* **What you are asked to do**
Go through the data below and gather each line containing "solution".

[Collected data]
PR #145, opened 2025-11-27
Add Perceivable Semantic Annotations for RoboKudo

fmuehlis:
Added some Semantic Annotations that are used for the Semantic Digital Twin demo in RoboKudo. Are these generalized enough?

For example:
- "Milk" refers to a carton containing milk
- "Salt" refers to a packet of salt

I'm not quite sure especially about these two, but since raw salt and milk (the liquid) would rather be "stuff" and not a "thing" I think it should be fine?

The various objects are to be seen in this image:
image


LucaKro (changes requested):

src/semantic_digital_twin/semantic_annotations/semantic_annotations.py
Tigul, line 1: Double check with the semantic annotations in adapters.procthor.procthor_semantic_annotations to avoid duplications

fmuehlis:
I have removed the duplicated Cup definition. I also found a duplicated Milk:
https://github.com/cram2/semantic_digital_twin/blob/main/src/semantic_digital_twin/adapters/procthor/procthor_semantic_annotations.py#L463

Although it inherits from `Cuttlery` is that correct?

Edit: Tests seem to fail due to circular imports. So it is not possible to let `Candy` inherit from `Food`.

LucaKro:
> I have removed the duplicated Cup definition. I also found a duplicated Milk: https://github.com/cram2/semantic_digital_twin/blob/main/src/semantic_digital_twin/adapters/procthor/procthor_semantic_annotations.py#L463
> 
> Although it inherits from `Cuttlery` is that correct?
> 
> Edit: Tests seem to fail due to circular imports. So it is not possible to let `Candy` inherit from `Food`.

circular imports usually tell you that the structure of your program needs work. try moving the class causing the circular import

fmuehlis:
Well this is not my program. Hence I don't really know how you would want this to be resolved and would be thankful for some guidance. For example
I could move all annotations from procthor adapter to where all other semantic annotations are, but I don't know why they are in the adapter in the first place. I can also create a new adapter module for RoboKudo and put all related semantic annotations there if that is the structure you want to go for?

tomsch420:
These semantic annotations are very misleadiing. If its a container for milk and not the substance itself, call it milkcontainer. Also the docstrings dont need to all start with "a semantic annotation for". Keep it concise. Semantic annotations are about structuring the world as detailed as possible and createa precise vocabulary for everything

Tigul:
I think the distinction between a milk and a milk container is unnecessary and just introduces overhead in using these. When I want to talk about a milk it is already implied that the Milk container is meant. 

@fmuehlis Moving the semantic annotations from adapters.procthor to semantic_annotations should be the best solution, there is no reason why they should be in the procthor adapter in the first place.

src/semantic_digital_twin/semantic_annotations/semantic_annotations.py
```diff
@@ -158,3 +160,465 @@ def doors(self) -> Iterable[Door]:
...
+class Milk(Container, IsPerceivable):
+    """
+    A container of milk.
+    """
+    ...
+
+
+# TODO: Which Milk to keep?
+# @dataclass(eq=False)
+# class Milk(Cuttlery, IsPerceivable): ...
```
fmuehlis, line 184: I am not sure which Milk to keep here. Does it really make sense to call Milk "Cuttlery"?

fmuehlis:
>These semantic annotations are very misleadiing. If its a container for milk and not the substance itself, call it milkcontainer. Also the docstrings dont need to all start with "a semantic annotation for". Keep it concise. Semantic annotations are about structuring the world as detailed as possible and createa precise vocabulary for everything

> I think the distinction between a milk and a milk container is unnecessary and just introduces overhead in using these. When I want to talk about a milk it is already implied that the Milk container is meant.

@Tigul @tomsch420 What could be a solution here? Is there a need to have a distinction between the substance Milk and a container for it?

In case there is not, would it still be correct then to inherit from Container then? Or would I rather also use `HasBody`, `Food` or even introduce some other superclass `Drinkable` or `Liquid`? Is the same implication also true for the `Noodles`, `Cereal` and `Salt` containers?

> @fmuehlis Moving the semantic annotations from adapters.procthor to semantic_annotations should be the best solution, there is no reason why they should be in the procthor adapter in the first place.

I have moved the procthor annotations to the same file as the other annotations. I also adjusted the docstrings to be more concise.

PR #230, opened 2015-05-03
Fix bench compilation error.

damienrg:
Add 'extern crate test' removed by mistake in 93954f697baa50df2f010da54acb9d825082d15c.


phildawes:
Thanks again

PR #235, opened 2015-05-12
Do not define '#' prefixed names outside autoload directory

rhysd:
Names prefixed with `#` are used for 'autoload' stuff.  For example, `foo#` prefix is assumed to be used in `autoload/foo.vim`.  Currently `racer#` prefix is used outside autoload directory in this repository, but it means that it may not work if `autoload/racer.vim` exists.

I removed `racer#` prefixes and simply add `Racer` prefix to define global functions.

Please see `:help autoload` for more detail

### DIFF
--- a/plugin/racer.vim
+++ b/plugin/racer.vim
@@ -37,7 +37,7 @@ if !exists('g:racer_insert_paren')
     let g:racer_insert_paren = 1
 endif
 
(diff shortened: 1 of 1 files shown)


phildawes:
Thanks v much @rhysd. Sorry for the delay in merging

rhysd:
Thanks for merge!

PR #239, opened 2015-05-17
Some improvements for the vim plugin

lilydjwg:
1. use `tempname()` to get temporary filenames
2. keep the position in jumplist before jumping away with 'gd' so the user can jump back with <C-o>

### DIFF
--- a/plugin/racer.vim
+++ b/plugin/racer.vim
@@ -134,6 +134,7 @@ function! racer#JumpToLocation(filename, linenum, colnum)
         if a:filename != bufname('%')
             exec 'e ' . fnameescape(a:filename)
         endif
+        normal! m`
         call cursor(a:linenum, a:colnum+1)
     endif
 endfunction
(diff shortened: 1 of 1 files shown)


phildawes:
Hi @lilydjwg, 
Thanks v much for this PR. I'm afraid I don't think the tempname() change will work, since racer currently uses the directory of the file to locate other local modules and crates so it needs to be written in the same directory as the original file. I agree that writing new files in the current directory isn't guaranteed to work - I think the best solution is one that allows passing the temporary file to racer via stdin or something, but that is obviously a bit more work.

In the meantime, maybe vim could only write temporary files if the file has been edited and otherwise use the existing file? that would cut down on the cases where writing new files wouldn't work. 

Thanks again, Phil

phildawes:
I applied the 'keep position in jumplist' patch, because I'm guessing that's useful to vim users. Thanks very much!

* **Response to the task**
@fmuehlis Moving the semantic annotations from adapters.procthor to semantic_annotations should be the best solution, there is no reason why they should be in the procthor adapter in the first place.
@Tigul @tomsch420 What could be a solution here? Is there a need to have a distinction between the substance Milk and a container for it?
> @fmuehlis Moving the semantic annotations from adapters.procthor to semantic_annotations should be the best solution, there is no reason why they should be in the procthor adapter in the first place.
Thanks v much for this PR. I'm afraid I don't think the tempname() change will work, since racer currently uses the directory of the file to locate other local modules and crates so it needs to be written in the same directory as the original file. I agree that writing new files in the current directory isn't guaranteed to work - I think the best solution is one that allows passing the temporary file to racer via stdin or something, but that is obviously a bit more work.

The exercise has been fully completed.